<<<<

PR #917, opened 2021-04-30
Add support for macOS ARM64 in MacOSProcessDataReader

k15tfu:
Also adds arm_thread_state64_t struct for the case when ptrauth is disabled.

Related issue: #888

Based on #915, review it first pls.

### DIFF
--- a/src/Microsoft.Diagnostics.Runtime/src/DataReaders/MacOS/MacOSProcessDataReader.cs
+++ b/src/Microsoft.Diagnostics.Runtime/src/DataReaders/MacOS/MacOSProcessDataReader.cs
@@ -12,6 +12,7 @@ using System.Runtime.InteropServices;
 using System.Text;
 using Microsoft.Diagnostics.Runtime.DataReaders.Implementation;
 using Microsoft.Diagnostics.Runtime.Utilities;
+using ProcessArchitecture = System.Runtime.InteropServices.Architecture;
 
 namespace Microsoft.Diagnostics.Runtime.MacOS
 {
@@ -56,6 +57,13 @@ namespace Microsoft.Diagnostics.Runtime.MacOS
 
                 _suspended = true;
             }
+
+            Architecture = RuntimeInformation.ProcessArchitecture switch
+            {
+                ProcessArchitecture.X64 => Architecture.Amd64,
+                ProcessArchitecture.Arm64 => Architecture.Arm64,
+                _ => Architecture.Unknown
+            };
         }
 
         ~MacOSProcessDataReader() => Dispose(false);
@@ -66,7 +74,7 @@ namespace Microsoft.Diagnostics.Runtime.MacOS
 
         public OSPlatform TargetPlatform => OSPlatform.OSX;
 
-        public Architecture Architecture => Architecture.Amd64;
+        public Architecture Architecture { get; }
 
         public int ProcessId { get; }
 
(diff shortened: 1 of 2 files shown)


leculver:
I will review once #915 is checked in and this PR doesn't contain that change too.  Thanks for working on this!

src/Microsoft.Diagnostics.Runtime/src/DataReaders/MacOS/MacOSProcessDataReader.cs
```diff
@@ -231,20 +239,34 @@ public unsafe bool GetThreadContext(uint threadID, uint contextFlags, Span<byte>
...
                 return false;
 
-            int regSize = sizeof(x86_thread_state64_t);
+            int stateFlavor;
+            int stateCount;
+            int regSize;
+            (stateFlavor, stateCount, regSize) = Architecture switch
+            {
+                Architecture.Arm64 => (Native.ARM_THREAD_STATE64, Native.ARM_THREAD_STATE64_COUNT, sizeof(arm_thread_state64_t)),
+                _ => (Native.x86_THREAD_STATE64, Native.x86_THREAD_STATE64_COUNT, sizeof(x86_thread_state64_t))
```
leculver, line 248: This second switch should be `Architecture.X86` and the default case should be `_ =>throw new PlatformNotSupportedException`.

src/Microsoft.Diagnostics.Runtime/src/DataReaders/MacOS/MacOSProcessDataReader.cs
```diff
@@ -231,20 +239,34 @@ public unsafe bool GetThreadContext(uint threadID, uint contextFlags, Span<byte>
...
                         return false;
                 }
 
-                Unsafe.As<byte, x86_thread_state64_t>(ref MemoryMarshal.GetReference(buffer.AsSpan())).CopyContext(context);
+                switch (Architecture)
+                {
+                    case Architecture.Arm64:
+                        Unsafe.As<byte, arm_thread_state64_t>(ref MemoryMarshal.GetReference(buffer.AsSpan())).CopyContext(context);
+                        break;
+                    default:
```
leculver, line 266: This should be `case Architecture.X86`.  In the future if more architectures are added and supported for OS X, it makes the code less error prone.

leculver (changes requested):
A couple of minor issues, but otherwise it looks good when those are fixed.  Thanks!

src/Microsoft.Diagnostics.Runtime/src/DataReaders/MacOS/MacOSProcessDataReader.cs
mikem8361: Don't you mean "Architecture.X64"? or both X86/X64?  Currently .NET Core only supports X64 and ARM64 (mono may support an X86 iOS, but I don't know for sure).

leculver: Ah, right.  This is also why it should be explicit and not the default case.

k15tfu: Yep, `default` is for `Architecture.Amd64`. Surely I can change it, but please also note that this style is used in other places, for example:
https://github.com/microsoft/clrmd/blob/d0409daab70c27dcf4c8b8d39cf91c11ae0773e6/src/Microsoft.Diagnostics.Runtime/src/Builders/RuntimeBuilder.cs#L370
https://github.com/microsoft/clrmd/blob/d0409daab70c27dcf4c8b8d39cf91c11ae0773e6/src/Microsoft.Diagnostics.Runtime/src/Linux/LinuxLiveDataReader.cs#L229

leculver (approved):
LGTM thanks!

>>>>

TASK PROMPT - Print exactly the lines that run from the line containing "Surely I can" to the end of the data, both ends included.

YOUR SOLUTION -
k15tfu: Yep, `default` is for `Architecture.Amd64`. Surely I can change it, but please also note that this style is used in other places, for example:
https://github.com/microsoft/clrmd/blob/d0409daab70c27dcf4c8b8d39cf91c11ae0773e6/src/Microsoft.Diagnostics.Runtime/src/Builders/RuntimeBuilder.cs#L370
https://github.com/microsoft/clrmd/blob/d0409daab70c27dcf4c8b8d39cf91c11ae0773e6/src/Microsoft.Diagnostics.Runtime/src/Linux/LinuxLiveDataReader.cs#L229

leculver (approved):
LGTM thanks!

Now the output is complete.